Start of Block

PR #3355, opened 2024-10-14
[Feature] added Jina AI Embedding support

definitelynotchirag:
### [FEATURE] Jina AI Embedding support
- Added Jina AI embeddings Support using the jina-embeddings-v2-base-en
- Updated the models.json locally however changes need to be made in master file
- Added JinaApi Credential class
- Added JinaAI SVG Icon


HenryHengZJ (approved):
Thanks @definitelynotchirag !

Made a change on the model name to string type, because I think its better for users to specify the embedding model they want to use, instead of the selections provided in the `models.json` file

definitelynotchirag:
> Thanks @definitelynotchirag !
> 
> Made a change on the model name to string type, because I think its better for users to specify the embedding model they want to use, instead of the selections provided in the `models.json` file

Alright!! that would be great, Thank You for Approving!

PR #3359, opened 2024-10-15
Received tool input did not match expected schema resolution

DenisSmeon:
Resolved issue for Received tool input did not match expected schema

End of Block
Start of Block

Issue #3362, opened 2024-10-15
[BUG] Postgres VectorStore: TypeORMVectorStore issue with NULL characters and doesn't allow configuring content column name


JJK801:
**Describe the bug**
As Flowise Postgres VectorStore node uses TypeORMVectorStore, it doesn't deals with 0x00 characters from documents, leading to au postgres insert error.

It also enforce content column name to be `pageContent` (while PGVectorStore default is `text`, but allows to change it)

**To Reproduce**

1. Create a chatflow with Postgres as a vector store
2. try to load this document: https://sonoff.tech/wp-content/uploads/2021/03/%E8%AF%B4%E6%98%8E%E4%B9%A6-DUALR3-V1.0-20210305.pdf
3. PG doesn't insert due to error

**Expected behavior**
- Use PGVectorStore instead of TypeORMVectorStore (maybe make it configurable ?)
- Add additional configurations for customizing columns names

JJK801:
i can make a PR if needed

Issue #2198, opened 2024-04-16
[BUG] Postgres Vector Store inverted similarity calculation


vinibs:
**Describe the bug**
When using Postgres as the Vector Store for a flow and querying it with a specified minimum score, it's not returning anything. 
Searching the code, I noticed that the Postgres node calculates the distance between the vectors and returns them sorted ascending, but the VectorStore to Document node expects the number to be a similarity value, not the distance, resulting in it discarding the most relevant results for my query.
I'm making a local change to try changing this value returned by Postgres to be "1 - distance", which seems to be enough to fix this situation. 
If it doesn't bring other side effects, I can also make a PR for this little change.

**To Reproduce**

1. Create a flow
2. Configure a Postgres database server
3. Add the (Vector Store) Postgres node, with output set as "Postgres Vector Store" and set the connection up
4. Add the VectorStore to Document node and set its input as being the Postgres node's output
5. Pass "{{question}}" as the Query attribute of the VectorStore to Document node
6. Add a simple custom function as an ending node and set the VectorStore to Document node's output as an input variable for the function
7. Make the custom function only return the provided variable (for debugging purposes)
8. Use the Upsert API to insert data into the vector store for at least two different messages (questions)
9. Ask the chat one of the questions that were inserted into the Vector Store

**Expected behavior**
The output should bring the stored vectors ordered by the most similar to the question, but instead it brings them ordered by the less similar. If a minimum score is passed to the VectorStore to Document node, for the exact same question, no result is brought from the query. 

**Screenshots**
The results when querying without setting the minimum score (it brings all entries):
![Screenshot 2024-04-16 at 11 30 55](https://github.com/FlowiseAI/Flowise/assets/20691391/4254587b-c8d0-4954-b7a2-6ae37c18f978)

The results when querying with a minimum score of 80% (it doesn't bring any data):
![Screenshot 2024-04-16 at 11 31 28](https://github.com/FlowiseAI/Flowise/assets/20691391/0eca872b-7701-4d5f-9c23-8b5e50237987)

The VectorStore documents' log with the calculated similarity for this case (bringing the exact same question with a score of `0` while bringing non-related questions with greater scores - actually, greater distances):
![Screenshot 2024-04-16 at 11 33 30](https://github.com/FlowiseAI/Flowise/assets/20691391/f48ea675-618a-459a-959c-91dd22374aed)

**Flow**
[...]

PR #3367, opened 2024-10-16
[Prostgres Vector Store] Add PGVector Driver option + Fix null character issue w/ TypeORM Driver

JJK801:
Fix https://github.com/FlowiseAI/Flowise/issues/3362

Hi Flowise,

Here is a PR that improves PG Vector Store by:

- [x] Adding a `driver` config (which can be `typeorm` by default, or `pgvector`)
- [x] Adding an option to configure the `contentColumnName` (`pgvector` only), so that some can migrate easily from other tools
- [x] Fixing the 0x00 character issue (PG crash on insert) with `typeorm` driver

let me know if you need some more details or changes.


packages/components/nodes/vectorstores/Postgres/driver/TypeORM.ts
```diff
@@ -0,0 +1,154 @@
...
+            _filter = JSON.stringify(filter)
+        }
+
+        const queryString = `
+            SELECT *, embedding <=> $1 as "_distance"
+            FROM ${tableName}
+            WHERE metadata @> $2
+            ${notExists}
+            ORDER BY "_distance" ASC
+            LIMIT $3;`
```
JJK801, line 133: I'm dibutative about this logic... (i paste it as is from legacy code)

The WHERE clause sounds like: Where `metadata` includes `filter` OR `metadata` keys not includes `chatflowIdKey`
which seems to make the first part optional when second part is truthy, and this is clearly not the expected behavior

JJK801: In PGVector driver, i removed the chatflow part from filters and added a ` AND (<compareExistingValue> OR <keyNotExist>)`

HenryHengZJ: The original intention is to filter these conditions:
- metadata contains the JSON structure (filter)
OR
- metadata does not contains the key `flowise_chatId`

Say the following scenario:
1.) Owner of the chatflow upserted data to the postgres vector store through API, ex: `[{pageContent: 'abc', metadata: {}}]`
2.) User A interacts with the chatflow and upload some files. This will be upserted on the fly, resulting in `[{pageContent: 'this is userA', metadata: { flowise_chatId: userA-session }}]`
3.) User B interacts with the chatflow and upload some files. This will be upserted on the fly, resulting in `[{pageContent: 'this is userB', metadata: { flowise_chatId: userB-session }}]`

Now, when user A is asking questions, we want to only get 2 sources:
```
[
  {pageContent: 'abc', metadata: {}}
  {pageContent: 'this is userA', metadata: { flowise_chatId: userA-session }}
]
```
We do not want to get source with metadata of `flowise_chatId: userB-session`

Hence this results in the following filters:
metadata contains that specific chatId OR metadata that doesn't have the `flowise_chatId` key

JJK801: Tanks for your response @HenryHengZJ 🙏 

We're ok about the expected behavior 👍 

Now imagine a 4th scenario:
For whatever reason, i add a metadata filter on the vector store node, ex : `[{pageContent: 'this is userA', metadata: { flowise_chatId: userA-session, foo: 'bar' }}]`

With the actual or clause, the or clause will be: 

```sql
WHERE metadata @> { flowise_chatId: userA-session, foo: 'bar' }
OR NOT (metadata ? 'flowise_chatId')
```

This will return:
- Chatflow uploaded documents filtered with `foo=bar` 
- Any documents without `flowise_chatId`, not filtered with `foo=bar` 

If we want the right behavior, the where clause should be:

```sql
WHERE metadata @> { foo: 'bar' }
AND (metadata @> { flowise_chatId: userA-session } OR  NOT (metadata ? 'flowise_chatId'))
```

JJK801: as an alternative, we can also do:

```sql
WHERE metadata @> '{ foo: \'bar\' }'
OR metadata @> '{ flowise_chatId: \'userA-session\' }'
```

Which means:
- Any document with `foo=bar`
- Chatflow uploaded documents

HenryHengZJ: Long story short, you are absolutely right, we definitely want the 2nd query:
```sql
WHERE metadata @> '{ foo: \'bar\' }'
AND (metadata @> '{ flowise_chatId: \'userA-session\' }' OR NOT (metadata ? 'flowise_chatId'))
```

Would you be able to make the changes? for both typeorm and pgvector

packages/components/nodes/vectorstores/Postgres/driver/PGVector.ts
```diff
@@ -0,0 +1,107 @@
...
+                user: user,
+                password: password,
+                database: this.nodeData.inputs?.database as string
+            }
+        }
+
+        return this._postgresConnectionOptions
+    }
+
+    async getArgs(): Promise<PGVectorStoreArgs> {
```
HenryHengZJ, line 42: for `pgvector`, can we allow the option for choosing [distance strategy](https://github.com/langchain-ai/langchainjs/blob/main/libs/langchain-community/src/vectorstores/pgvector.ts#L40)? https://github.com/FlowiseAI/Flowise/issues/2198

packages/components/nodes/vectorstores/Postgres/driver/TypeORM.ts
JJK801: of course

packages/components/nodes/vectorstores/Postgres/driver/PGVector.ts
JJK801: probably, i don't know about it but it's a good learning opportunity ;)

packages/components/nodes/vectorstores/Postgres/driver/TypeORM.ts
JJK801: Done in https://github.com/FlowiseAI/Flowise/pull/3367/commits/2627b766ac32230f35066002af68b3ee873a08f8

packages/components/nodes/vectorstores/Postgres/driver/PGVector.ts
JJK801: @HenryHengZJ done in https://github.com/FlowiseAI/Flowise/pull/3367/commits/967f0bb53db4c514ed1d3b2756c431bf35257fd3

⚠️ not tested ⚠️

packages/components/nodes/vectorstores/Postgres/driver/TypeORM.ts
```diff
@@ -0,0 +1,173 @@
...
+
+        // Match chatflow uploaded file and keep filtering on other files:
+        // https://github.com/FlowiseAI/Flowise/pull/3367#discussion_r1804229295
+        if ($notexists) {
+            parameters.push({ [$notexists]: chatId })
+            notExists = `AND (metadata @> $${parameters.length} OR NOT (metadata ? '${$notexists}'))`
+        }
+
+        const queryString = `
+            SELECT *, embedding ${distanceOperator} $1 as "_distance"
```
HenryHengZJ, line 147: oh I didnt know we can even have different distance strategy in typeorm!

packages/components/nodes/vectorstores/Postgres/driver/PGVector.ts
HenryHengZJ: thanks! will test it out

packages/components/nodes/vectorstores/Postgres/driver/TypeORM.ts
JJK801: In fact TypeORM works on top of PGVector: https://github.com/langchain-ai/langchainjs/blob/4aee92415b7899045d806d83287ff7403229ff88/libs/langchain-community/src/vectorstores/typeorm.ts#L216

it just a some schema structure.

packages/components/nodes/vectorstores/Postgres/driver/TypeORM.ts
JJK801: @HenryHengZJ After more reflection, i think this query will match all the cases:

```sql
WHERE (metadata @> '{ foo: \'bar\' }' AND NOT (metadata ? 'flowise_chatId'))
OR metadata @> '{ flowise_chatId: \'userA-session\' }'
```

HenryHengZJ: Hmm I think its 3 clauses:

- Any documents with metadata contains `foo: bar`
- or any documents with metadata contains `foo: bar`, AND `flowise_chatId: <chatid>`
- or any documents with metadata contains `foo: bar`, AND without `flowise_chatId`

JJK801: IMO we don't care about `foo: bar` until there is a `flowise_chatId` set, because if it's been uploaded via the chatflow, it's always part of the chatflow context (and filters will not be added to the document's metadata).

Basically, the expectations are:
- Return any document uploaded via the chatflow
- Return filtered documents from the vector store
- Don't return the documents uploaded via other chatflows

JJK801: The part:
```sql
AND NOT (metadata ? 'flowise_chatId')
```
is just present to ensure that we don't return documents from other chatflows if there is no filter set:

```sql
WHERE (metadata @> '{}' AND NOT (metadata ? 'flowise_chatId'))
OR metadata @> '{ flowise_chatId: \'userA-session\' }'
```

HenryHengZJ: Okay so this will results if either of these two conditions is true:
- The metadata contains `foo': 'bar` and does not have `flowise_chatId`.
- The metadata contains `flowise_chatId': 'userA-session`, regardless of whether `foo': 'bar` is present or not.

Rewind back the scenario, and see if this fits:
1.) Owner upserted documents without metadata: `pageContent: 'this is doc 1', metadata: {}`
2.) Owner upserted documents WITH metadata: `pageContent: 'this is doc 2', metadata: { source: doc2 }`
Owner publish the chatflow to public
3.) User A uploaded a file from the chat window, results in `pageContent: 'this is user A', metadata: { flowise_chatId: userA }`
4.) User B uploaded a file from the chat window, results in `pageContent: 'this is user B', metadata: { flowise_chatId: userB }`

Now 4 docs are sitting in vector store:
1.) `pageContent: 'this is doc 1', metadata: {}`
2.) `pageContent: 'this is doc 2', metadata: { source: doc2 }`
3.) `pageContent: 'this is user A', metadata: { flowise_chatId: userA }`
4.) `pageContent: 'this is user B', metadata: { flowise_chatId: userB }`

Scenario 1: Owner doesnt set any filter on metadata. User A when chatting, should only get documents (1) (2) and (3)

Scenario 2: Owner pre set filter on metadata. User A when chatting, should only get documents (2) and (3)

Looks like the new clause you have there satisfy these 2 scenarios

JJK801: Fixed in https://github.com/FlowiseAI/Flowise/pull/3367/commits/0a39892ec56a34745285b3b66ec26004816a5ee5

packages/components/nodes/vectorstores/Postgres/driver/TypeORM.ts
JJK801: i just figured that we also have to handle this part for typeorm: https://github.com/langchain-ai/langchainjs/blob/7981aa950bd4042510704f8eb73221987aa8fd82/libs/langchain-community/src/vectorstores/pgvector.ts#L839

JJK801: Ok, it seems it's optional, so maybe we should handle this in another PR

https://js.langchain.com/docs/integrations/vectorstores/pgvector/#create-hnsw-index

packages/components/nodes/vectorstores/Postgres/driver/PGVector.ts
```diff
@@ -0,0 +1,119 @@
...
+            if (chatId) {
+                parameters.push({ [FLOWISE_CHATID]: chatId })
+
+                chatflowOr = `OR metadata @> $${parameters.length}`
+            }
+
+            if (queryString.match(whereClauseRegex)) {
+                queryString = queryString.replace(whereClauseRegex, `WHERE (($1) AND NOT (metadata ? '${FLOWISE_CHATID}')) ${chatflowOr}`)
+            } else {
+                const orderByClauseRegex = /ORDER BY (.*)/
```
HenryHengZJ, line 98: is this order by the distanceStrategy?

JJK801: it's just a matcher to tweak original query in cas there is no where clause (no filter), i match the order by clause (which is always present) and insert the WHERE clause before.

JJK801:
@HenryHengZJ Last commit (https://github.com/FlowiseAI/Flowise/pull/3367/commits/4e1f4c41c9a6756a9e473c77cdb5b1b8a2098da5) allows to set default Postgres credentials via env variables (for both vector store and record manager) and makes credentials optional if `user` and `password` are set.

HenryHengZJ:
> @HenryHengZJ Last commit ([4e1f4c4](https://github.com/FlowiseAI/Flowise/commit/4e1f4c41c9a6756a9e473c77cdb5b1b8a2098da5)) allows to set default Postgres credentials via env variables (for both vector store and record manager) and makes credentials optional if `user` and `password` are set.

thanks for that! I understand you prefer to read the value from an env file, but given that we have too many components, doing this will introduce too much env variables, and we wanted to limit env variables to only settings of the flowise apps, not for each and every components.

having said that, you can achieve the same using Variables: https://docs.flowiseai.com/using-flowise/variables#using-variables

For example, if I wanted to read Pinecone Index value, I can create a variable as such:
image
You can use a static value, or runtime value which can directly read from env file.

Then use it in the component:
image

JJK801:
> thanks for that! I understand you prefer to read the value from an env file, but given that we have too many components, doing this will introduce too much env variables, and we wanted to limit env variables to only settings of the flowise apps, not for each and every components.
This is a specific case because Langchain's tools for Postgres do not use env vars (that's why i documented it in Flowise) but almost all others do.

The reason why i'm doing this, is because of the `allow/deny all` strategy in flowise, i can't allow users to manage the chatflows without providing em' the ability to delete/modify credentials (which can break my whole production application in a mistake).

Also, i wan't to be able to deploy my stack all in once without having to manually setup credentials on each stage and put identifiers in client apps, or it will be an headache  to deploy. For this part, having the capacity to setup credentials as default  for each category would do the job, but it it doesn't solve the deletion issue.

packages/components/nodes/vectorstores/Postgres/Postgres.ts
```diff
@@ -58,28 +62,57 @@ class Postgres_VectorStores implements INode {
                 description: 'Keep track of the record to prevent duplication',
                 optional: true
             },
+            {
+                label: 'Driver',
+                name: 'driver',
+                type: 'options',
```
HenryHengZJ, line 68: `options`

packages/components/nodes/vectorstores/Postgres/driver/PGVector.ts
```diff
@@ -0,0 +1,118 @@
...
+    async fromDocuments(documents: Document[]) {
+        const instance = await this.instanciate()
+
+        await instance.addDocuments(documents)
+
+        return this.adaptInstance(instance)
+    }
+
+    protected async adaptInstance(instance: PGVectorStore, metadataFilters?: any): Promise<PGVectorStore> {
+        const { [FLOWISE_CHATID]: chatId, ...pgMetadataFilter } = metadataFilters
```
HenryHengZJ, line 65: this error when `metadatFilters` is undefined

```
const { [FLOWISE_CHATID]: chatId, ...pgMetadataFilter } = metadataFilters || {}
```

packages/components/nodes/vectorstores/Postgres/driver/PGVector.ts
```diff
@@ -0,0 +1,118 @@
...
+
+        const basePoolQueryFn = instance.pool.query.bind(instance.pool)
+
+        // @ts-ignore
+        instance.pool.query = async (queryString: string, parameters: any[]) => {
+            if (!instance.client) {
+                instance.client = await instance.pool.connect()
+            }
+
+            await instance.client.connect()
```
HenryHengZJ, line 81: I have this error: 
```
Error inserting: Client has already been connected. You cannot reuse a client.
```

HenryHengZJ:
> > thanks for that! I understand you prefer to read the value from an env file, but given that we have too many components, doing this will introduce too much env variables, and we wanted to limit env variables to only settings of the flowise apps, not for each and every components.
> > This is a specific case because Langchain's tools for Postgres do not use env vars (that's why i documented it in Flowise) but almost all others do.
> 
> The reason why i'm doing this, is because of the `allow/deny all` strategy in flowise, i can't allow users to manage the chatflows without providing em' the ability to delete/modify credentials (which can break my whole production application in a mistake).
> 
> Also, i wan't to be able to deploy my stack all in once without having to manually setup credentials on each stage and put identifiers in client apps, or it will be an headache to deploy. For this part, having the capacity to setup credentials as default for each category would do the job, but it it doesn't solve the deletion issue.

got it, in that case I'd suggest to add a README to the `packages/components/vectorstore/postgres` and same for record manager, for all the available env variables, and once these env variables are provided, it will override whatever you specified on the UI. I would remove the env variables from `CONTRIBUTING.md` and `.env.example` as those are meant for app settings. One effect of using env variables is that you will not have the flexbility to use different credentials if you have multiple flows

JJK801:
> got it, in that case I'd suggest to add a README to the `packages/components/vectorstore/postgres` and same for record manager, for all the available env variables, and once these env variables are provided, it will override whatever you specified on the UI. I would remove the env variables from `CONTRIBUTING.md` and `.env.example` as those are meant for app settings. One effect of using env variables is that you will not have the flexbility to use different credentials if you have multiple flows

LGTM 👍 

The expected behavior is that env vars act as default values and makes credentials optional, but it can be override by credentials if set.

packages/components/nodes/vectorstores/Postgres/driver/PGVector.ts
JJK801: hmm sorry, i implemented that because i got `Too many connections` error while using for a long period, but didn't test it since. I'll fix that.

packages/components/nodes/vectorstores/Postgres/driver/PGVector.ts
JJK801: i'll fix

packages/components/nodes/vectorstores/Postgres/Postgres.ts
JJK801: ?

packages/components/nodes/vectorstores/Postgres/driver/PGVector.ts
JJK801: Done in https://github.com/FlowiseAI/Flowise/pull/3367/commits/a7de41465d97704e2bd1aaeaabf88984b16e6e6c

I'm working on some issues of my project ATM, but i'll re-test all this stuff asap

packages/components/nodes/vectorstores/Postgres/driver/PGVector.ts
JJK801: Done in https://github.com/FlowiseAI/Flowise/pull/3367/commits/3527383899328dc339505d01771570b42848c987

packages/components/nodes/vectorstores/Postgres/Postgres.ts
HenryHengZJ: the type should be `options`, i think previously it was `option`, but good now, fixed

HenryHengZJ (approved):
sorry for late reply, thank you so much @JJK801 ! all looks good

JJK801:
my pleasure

End of Block

> _ASSIGNMENT_: Provide only the number of lines in the entries that hold the word "handle".

> _EXERCISE RESULT_: 2